Pagan social get-together

Pagan's Night Out, or PNO, is a regularly scheduled social get-together, usually monthly, held in hundreds of Pagan and Neopagan communities around the world. It began in Houston, Texas, in 1992 as a way for users of the Brewers' Witch BBS to meet face to face, Pagan's Night Out has become a worldwide phenomena. Held in bars, pubs, coffee shops, cafes, restaurants and meeting halls, PNO is a social event for Wiccans, Asatruar, Thelemites, Druids, Setians and the hundreds of other Neopagan sects and sub-divisions.

==Origins==
===The Brewers' Witch BBS===
The Brewers' Witch Bulletin Board System was started in May 1992, running on an IBM PC compatible using the Waffle BBS software and a single phone line. It was one of three Pagan-oriented BBSs in Houston at that time and, thanks to its Usenet newsgroups and email, quickly became a favorite haunt of the online Neopagans there. Later expanding to 5 phone lines and an ISDN feed running on a FreeBSD UNIX system, the BBS eventually spawned a webpage and, as the BBS era came to a close, moved totally onto the newly emerging Internet. In its time the website garnered numerous 'Net awards including Pagan Best of the Web, and the BBS was featured in Boardwatch magazine. Although the dialup BBS ceased operations in 1998, and the website saw the end of its heyday by 2000, the website still exists in a mostly static form. At their Beltaine celebration in 2005, Donal, the BBS's SysAdmin, received the first Lifetime Achievement Award from the Council of Magickal Arts for his work on The Brewers' Witch BBS and Pagan's Night Out, as well as his work creating the Usenet newsgroup, soc.religion.paganism. Donal was the author of the newsgroup RFD and charter, and husbanded the newsgroup through its creation.

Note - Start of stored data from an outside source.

PR #8383, opened 2023-03-05
Change line-length to 103

ollie-iterators:
## Type of Changes

## Description

Change line-length to 103. This makes the code easier to read, which makes it easier to improve the code.

Refs #XXXX

Closes #XXXX

### DIFF
--- a/.github/workflows/checks.yaml
+++ b/.github/workflows/checks.yaml
@@ -5,6 +5,7 @@ on:
     branches:
       - main
       - "maintenance/**"
+      - "flake8100" # TODO: Remove flake8100 when it is time to make a PR
   pull_request:
     branches:
       - main
--- a/.github/workflows/checks.yaml
+++ b/.github/workflows/checks.yaml
@@ -5,7 +5,6 @@ on:
     branches:
       - main
       - "maintenance/**"
-      - "flake8100" # TODO: Remove flake8100 before submitting a PR
   pull_request:
     branches:
       - main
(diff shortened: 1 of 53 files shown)


Pierre-Sassoulas (commented):
Some comments on the first files I checked.

ollie-iterators:
It looks like there are two lines in the code that are relevant for tests that need to be altered for pre-commit to be fixed. I made pre-commit not work because I thought one test failing was easier to fix than having all the 'run / python version' tests be failing

DudeNr33 (commented):
I appreciate your motivation to contribute! 😊 

The discussion about line length certainly comes down to personal taste, but looking at some of the changes I personally feel like we are moving in the wrong direction here. 

While I agree that for pure *code* the line length of 88 characters (automatically enforced by `black`!) is a good thing, I would tend to keep the 115 for comments and strings. 
Reading text is not as mentally demanding as reading code. 
There are now several changes in this PR where a sentence that easily fit into one line before is now split over two lines instead.
A good example here would be the change in `pylint/message/message.py`.

In my opinion this is more offsetting than having an extra 12 characters in one line.

I won't object if the other maintainers prefer the new limit, this is just my personal opinion.

Anyways, thank you for taking the time and effort contributing to Pylint!

Pierre-Sassoulas (commented):
Reviewing this is a lot of work because of hard to spot white-spaces errors (2 got past review in the latest changes and were only caught in #8395) and as @DudeNr33 said it's not a certainty that this make the code better. Sorry for the work you already done on this but trying to merge it would means a lot of work on top of it so I'm going to close.

PR #8385, opened 2023-03-05
Add regression test for #5288

jacobtylerwalls:
## Type of Changes

|     | Type                   |
| --- | ---------------------- |
| ✓   | :bug: Bug fix          |

## Description

Closes #5288

PR #8387, opened 2023-03-06
Upgrade to astroid 2.15.0

Pierre-Sassoulas:
## Type of Changes

## Description

Refs #8385

### DIFF
--- a/doc/whatsnew/fragments/8387.feature
+++ b/doc/whatsnew/fragments/8387.feature
@@ -1,3 +1,3 @@
-* pylint now supports ``TryStar`` nodes from python 3.11 and should be fully compatible with python 3.11.
+pylint now supports ``TryStar`` nodes from Python 3.11 and should be fully compatible with Python 3.11.
 
 Closes #8387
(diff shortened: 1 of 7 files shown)


doc/whatsnew/fragments/8387.feature
```diff
@@ -0,0 +1,3 @@
+* pylint now supports ``TryStar`` nodes from python 3.11 and should be fully compatible with python 3.11.
```
DanielNoord, line 1:
```suggestion
pylint now supports ``TryStar`` nodes from Python 3.11 and should be fully compatible with Python 3.11.
```

pylint/pyreverse/inspector.py
```diff
@@ -300,14 +300,14 @@ def visit_importfrom(self, node: nodes.ImportFrom) -> None:
...
-        """Return true if the module should be added to dependencies."""
+    def compute_module(self, context_name: str, mod_path: str) -> bool:
+        """Should the module be added to dependencies ?"""
         package_dir = os.path.dirname(self.project.path)
         if context_name == mod_path:
-            return 0
-        if astroid.modutils.is_standard_module(mod_path, (package_dir,)):
-            return 1
-        return 0
+            return True
```
DanielNoord, line 307: This is a change in behaviour? `bool(0) == False`?

Pierre-Sassoulas: Huh, nice catch. It seems no test caught that 😱 
```suggestion
            return False
```

DanielNoord (approved):

Issue #7607, opened 2022-10-11
What's left for 3.0?


DanielNoord:
Just because I want to gather some thoughts before we can decide when to release `3.0`.

For me the main blocker was always turning on `--strict` in `mypy` as that would lead to many deprecations. If we (ever) fix the typing in `astroid` we will likely see many more things we need to fix in `pylint` as well but at least it somewhat works now. That means I personally have only four main "stretch goals" for `3.0` that I can think of:

G1) Take one last look at `multiprocessing` and see if it can be fixed
G2) Create a new JSON reporter
G3) Overhaul the enable/disable vs. extend configuration
G4) Make a start with offering pylint configuration templates

I'm not sure if they should all be part of `3.0` but I think we should at least start a discussion about what our expectations are and align some of our goals. For me personally only G2 is a real blocker.
It might even make more sense to postpone G3 and G4 to `4.0` but start working on it immediately. We probably have some fallout from the `3.0` release as we deprecate a lot and can then make `4.0` the `pylint-config` and "Update-your-configuration-Update".
G1 I think is also very important as it refers to our current users. Although configuration is a pain for a new user, I think a much larger "threat" is people turning off `pylint` because it is too slow. It's just that we clearly lack the expertise/time to fix this right now.

So, what do others think? Are there any other features that should definitely go in `3.0`? And what do you think is the right timeframe to think about?

Pierre-Sassoulas:
In the same vein there's:

- #5701 This one is a blocker but also trivial to implements.
- https://github.com/PyCQA/pylint/pull/7163 It needs to be discussed / reviewed merged asap, because the only reason blocking it is that we do not have a 3.0 branch yet. 
- #3512 it make more sense to apply it in 3.0 even if we do change this kind of thing in minors and it can be done when we decide to. 
- https://github.com/PyCQA/pylint/issues/5275 is related but I think it should be postponed indefinitely.
- We need to apply all the deprecation and breaking changes that are already planned and advertised. There's a lot, (a search for warning.warn with DeprecationWarning would already show a lot of thing.) It's going to be some work and as soon as we start this we're going to have to maintain the 2.x maintenance branch at the same time as we try to do the 3.0 release which could prove difficult.

> G1 I think is also very important

Performance is important but it can be done in any releases imo.

> For me personally only G2 is a real blocker.

[...]

PR #8401, opened 2023-03-08
[deprecation] Remove ``get_message_definitions`` from ``BaseChecker``

Pierre-Sassoulas:
## Type of Changes


Pierre-Sassoulas:
We're maintaining the last minor version in general but even when we release a major. So we're going to maintain 2.x until we release 3.0, possibly for another minor, see #7607

PR #8403, opened 2023-03-08
Add Python 3.8+ `asyncSetUp` to "defining-attr-methods" list

HorlogeSkynet:
## Type of Changes

|  | :sparkles: New feature |
|   | :hammer: Refactoring   |

## Description

This patch adds `unittest.IsolatedAsyncioTestCase` asynchronous "setUp" coroutine to the list of "defining-attr-methods", in order to silence "attribute-defined-outside-init" (W0201) false positive.

---

Feel free to edit this PR as needed; I'm not sure how we should handle Python 3.8+ constraint here.

Thanks, bye :wave:

### DIFF
--- a/doc/user_guide/configuration/all-options.rst
+++ b/doc/user_guide/configuration/all-options.rst
@@ -626,7 +626,7 @@ Standard Checkers
 """""""""""""""""""""""
 *List of method names used to declare (i.e. assign) instance attributes.*
 
-**Default:**  ``('__init__', '__new__', 'setUp', '__post_init__')``
+**Default:**  ``('__init__', '__new__', 'setUp', 'asyncSetUp', '__post_init__')``
 
 
 --exclude-protected
@@ -663,7 +663,7 @@ Standard Checkers
    [tool.pylint.classes]
    check-protected-access-in-special-methods = false
 
-   defining-attr-methods = ["__init__", "__new__", "setUp", "__post_init__"]
+   defining-attr-methods = ["__init__", "__new__", "setUp", "asyncSetUp", "__post_init__"]
 
    exclude-protected = ["_asdict", "_fields", "_replace", "_source", "_make", "os._exit"]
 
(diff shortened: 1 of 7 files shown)


tests/functional/a/attribute_defined_outside_init.py
```diff
@@ -82,3 +86,10 @@ def prop(self, value):
 class DataClass:
     def __post_init__(self):
         self.a = 42
+
+
+if sys.version_info >= (3, 8):
+    class G(unittest.IsolatedAsyncioTestCase):
```
HorlogeSkynet, line 92: Hey @Pierre-Sassoulas !
Any idea about how we can make this line _pass_ Pylint against 3.7 **and** 3.8+ (3.9 currently in CI) ? 😇 
(It raises `no-member` against 3.7 and when we suppress this warning it then raises `useless-suppression` against 3.9 ☹️)

Pierre-Sassoulas: You should probably set the min and max version of the functional test using a pylintrc and multiple files, here's an example with py-version too : https://github.com/PyCQA/pylint/blob/main/tests/functional/ext/typing/redundant_typehint_argument_py310.rc

Pierre-Sassoulas: min_pyver=3.10 means the test won't be executed at all under python 3.10, the py-version means that when the interpreter is python 3.11 pylint will still raise python 3.10 related messages.

HorlogeSkynet: Thanks for the tip ! PR has been updated (CI seems to pass and a changelog fragment has been added).

:wave:

Pierre-Sassoulas (dismissed):
LGTM, thank you !

HorlogeSkynet:
(One check is still failing against Python 3.11, I guess this is unrelated to these changes as you've encountered the same error elsewhere lately)

Pierre-Sassoulas:
I don't know why the primer repeatedly fail. Could you try rebasing on upstream main so that the base commit is newer ? It could be that the cache from the common commit between your branch and the main branch is not available anymore.

Pierre-Sassoulas (approved):

PR #8407, opened 2023-03-08
[FileState] Deprecation enactment for 3.0.0

Pierre-Sassoulas:
## Type of Changes

## Description

``modname`` and ``msg_store`` are now required to be given in FileState, ``collect_block_lines`` has also been removed.

### DIFF
--- a/pylint/lint/parallel.py
+++ b/pylint/lint/parallel.py
@@ -5,7 +5,6 @@
 from __future__ import annotations
 
 import functools
-import warnings
 from collections import defaultdict
 from collections.abc import Iterable, Sequence
 from typing import TYPE_CHECKING, Any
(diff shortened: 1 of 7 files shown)


pylint/lint/parallel.py
```diff
@@ -165,6 +165,7 @@ def check_parallel(
             msg_status,
             mapreduce_data,
         ) in executor.map(_worker_check_single_file, files):
+            assert isinstance(base_name, str)
```
DanielNoord, line 168: This should now always be `str` without an assertion

Pierre-Sassoulas: mypy does not like it:
```
pylint/lint/parallel.py:168: error: Incompatible types in assignment (expression has type "Optional[str]", variable has type "str")  [assignment]

Found 1 error in 1 file (checked 3 source files)
```

DanielNoord: The typing on `PyLinter` should be updated!

Pierre-Sassoulas: I rebased so we can rebase and merge, there was quite a lot more to change than I thought :D

DanielNoord (approved):

PR #8409, opened 2023-03-08
Remove deprecated functions and classes

DanielNoord:
## Type of Changes

## Description

We're getting there.


doc/whatsnew/fragments/8409.breaking
```diff
@@ -0,0 +1,7 @@
+A number of old utility functions and classes have been removed.
+These are ``MapReduceMixin``, ``is_inside_lambda``, ``check_messages``,
+``is_class_subscriptable_pep585_with_postponed_evaluation_enabled``,
+``get_python_paht``, ``fix_import_path`` and ``get_global_option``.
```
Pierre-Sassoulas, line 4:
```suggestion
``get_python_path``, ``fix_import_path`` and ``get_global_option``.
```

Pierre-Sassoulas (changes requested):
We need to explain what's the alternative, for example "To make a checker reduce map data simply implement get_map_data and reduce_map_data." etc. etc. (We can copy paste from the deprecation message and adapt).

DanielNoord:
> We need to explain what's the alternative, for example "To make a checker reduce map data simply implement get_map_data and reduce_map_data." etc. etc. (We can copy paste from the deprecation message and adapt).

I was wondering about that. It feels as if the changelog can become very long. Shouldn't we just refer to the code and let the old `DeprecationWarnings` show what needs to be changed?

Pierre-Sassoulas:
Yeah it's going to be long but it's the place where people are going to look first when something break, so it needs to explain what to do imo (also if someone is taking care of the deprecation warnings they won't need it).

Pierre-Sassoulas (approved):

DanielNoord:
But docs fail :(

Pierre-Sassoulas (approved):
I don't think we can use enumeration in the fragments, because it's already inside an enumeration. It's probably fixable but also not worth imo.

PR #8412, opened 2023-03-09
[colorize_ansi] Remove the possibility to use anything else than a MessageStyle

Pierre-Sassoulas:
## Type of Changes

## Description

I think we could be a lot more liberal with the breaking change for small internal things like that.

### DIFF
--- a/pylint/reporters/text.py
+++ b/pylint/reporters/text.py
@@ -37,7 +37,7 @@ class MessageStyle(NamedTuple):
     style: tuple[str, ...] = ()
     """Tuple of style strings (see `ANSI_COLORS` for available values)."""
 
-    def _get_ansi_code(self) -> str:
+    def __get_ansi_code(self) -> str:
         """Return ANSI escape code corresponding to color and style.
 
         :raise KeyError: if a nonexistent color or style identifier is given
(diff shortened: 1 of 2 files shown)


pylint/reporters/text.py
```diff
@@ -37,6 +37,24 @@ class MessageStyle(NamedTuple):
     style: tuple[str, ...] = ()
     """Tuple of style strings (see `ANSI_COLORS` for available values)."""
 
+    def get_ansi_code(self) -> str:
```
DanielNoord, line 40: Let's make this private

Pierre-Sassoulas: It's a little complicated to make a public class function private (then we need to call it with ``.__MessageStyle_`` ... I'm wondering if we could use ``colorama`` entirely instead. Or make this a public API, it's unlikely it's ever going away.

DanielNoord: I don't understand your comment. We can just make the function private and keep `MessageStyle` public right? We have similar patterns for all of our other classes: the class itself is public but not all method are public.

Pierre-Sassoulas:
```python
>>> class MessageStyle:
...     def __ansi_color(self):
...         print("ansi")
... 
>>> m = MessageStyle()
>>> m.__ansi_color()
AttributeError: 'MessageStyle' object has no attribute '__ansi_color'
>>> m._MessageStyle__ansi_color()
ansi
```

DanielNoord: I meant `_get_ansi_code`. That signals that it is private and not part of `MessageStyle`'s API

Pierre-Sassoulas: Well it could be made private with a small refactor [64e5b95](https://github.com/PyCQA/pylint/pull/8412/commits/64e5b95986604ae3265ad839b0b137bae1799669).

DanielNoord (approved):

Donal had quickly realized that many tensions existed between the members of various traditions that were using his BBS and, influenced by a regular weekly party held by a chat board he was familiar with, decided to get his users together for a casual social outing to try to get them to view each other as friends first and practitioners of widely differing faiths second. The announcement on his BBS regarding Pagan's Night Out, made a few weeks before the suggested date, said everyone should "leave the Bolines and starched robes at home", meaning there was to be no discussion of inter-tradition politics.

===First PNO===
The first PNO was held on August 25, 1992 in Houston, Texas, with barely more than a dozen in attendance. By the next year monthly attendance was closer to 50 with occasional special PNO's (such as Yule and Samhain celebrations) exceeding 120.

==History==
A PNO was started in the Washington, DC, area in 1998 when a resident from Houston moved to the nation's capital and wanted to offer a similar program for Pagans in the area. Originally sponsored by the now defunct Mystic District Planning Coalition, the DC area PNO is currently sponsored by The Open Hearth Foundation. The DC-PNO originally met on the 13th of each month and rotated locations among DC, Northern Virginia, and suburban Maryland. It now meets on the third Friday of the month.

Today there are PNOs all over the world and in every major city in the United States, even one that meets on a U.S. aircraft carrier. The U.S. military has been instrumental in this spread and most non-U.S. PNOs are found on or near military bases.

==Impact==
Even through the internet age, PNO's were one of the only places people could come out of the 'broom closet' and talk with other Pagans and Neopagans. For those that aren't associated with other circles or covens, this was a very helpful place for the solitary practitioner to meet others in their area face to face. Pagan's Night Out began social networking with unaffiliated Pagans which would allow others to share ideas, discuss activities and even hold open rituals. It is perhaps the widely most used medium for in-person networking in the Pagan social scene.

==Trivia==
- Pagan Night Out is a song by Loke E. Coyote's Wiccabilly Circus. This song can be found on the MeGaPaGaTeXaPaLooZa CD which was recorded in April 2001 with songs from both SONA and Trickster on it.
- The band at the first two PNO's was the Celtic folk duo Céilí's Muse. This was not intentional, but merely serendipitous.